Air Canada and the Canadian Government have appointed New York investment bankers Donaldson Lufkin & Jenrette to mediate in a dispute over the value of Canadian Regional Airlines (CRA), which the Canadian flag carrier has agreed to sell as part of its takeover of Canadian Airlines.

The pair have been arguing for months over the worth of the regional operation, which operates 53 Bombardier Dash-8s and Fokker F28s. Air Canada must put CRA on the market for 60 days, but can retain the carrier - which it would prefer to do - if no buyer comes forward. It has suggested an asking price of more than C$100 million ($68 million), but this is more than it paid for Canadian and all its subsidiaries. The government - keen to see a sale - believes this is too high.
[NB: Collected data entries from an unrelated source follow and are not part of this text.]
PR #64, opened 2017-05-24
link by default and allow overwriting when importing a bibtex file

d9w:
I personally prefer overwriting existing entries when importing a bibtex file, so I created a flag `-O` or `--overwrite` to allow that and set it to `True` by default.

In doing so, I also pass the copy config value to `push_doc`. If `overwrite` is `True` and the `copy` configuration is `copy` or `move`, the import will fail as the file already exists. For this reason, and because I think `link` is a more reasonable default (doesn't bloat a `~/.` directory and doesn't move pdfs that are maybe being used by other programs, like Mendeley), I also changed the default to `link`.

### DIFF
--- a/pubs/commands/import_cmd.py
+++ b/pubs/commands/import_cmd.py
@@ -20,6 +20,8 @@ def parser(subparsers):
             help="don't copy document files, just create a link.")
     parser.add_argument('keys', nargs='*',
             help="one or several keys to import from the file")
+    parser.add_argument('-O', '--overwrite', default=True,
+            help="Overwrite keys already in the database")
     return parser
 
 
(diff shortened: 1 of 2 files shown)


omangin:
Thanks @d9w. That's kind of two things in one, so let's take them in order.

Regarding the overwrite option, that's indeed a very good thing to have. I'd suggest however that we stick with the current default. The reason is that common citekey schemes allow collisions (e.g. `name + year + [abcd...]`), hence import might then overwrite a paper by another distinct paper that has the same citekey. I'd rather keep a conservative approach to that. We can nevertheless add a configuration option like we have for the copy/move/link case. On the long run, this connects to a question about the ability to interactively merge two bibtex files about the same entity, including which document to keep if one already exists. I'll open an issue to discuss this.

For the default on linking rather than moving, I believe that when overwrite is set, the sane behavior is to also overwrite the document. I believe that it's more in the spirit of pubs  to store everything at the same place (and hence having _copy_ or _move_ as the default), but I'm happy to discuss that point too if needed.

As a summary I'd suggest that:
– we open a separate issue to discuss improvements on merging / overwriting,
– you make this PR specific to the _overwrite_ option (moving away the part on the `doc_add` configuration),
– you eventually open an issue to discuss the default values of both options.

d9w:
Sounds good. Closing this PR and opening a new one for now.

PR #66, opened 2017-05-29
overwrite argument on import

d9w:
This allows for overwriting existing entries based on argument input for the `import` command. Note that this will currently fail when overwriting an entry with a `file` field and existing doc, due to line `89:                rp.push_doc(p.citekey, docfile, copy=copy)`. See #64 for more discussion.

### DIFF
--- a/pubs/commands/import_cmd.py
+++ b/pubs/commands/import_cmd.py
@@ -20,6 +20,8 @@ def parser(subparsers):
             help="don't copy document files, just create a link.")
     parser.add_argument('keys', nargs='*',
             help="one or several keys to import from the file")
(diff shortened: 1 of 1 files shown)


omangin:
Looks good! For the document, it would make sense to also overwrite it when the option is set. It should actually already happen when we pass the option to `push_paper`. I'll have a look on how to fix that when I've a little more time.

The other thing to do before merging is to add a test for when the option is set in `tests/test_usecase.py`. Testing that it does not fail and does not increment the number of papers. Can you have a look at that?

We could also add a similar option for the `add` command. But that does not need to be part of this PR.

omangin:
Merged.

PR #421, opened 2021-01-15
Warn for daylight savings time missing hours

### LINKED ISSUE #420: excel_numeric_to_date gives NA output for times in daylight savings time gap
The function excel_numeric_to_date seems to work fine with most input, but fails on others when include_time is specified.

Example:  
> excel_numeric_to_date(43170.08, include_time=TRUE)
[1] "2018-03-11 01:55:12 PST"
> excel_numeric_to_date(43170.09, include_time=TRUE)
[1] NA
> excel_numeric_to_date(43170.10, include_time=TRUE)
[1] NA
> excel_numeric_to_date(43170.11, include_time=TRUE)
[1] NA
> excel_numeric_to_date(43170.12, include_time=TRUE)
[1] NA
> excel_numeric_to_date(43170.13, include_time=TRUE)
[1] "2018-03-11 03:07:12 PDT"

Most of the values where the function fails seem to end in .09 through 0.11 range.

billdenney:
Fix #420

### DIFF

In April, the first month of combined Air Canada/Canadian operations, Air Canada achieved 25% traffic growth. Even on a combined basis, traffic rose 7% on a 1% increase in capacity. Air Canada is reviewing fleet needs with industry rumours suggesting it is close to ordering 10 increased gross weight Airbus A321-200s, although the airline - a major A320-family operator - says: "We're not there yet. We have to complete the purchase of Canadian first".

Canada 3000 Airlines is meanwhile taking four new Airbus A319s from lessors CIT, Boullioun and GATX for use on domestic routes as it seeks to exploit gaps left by the majors' merger.